> **RECORDS SHOWN**:
##########

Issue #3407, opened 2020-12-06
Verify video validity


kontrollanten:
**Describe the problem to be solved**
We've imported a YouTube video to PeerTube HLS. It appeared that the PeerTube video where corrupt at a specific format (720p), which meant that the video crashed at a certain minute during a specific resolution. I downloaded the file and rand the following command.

##########

> **TASK REQUIREMENTS**: Every record must be set down again exactly.

> **WRITTEN SOLUTION**:
Issue #3407, opened 2020-12-06
Verify video validity


kontrollanten:
**Describe the problem to be solved**
We've imported a YouTube video to PeerTube HLS. It appeared that the PeerTube video where corrupt at a specific format (720p), which meant that the video crashed at a certain minute during a specific resolution. I downloaded the file and rand the following command.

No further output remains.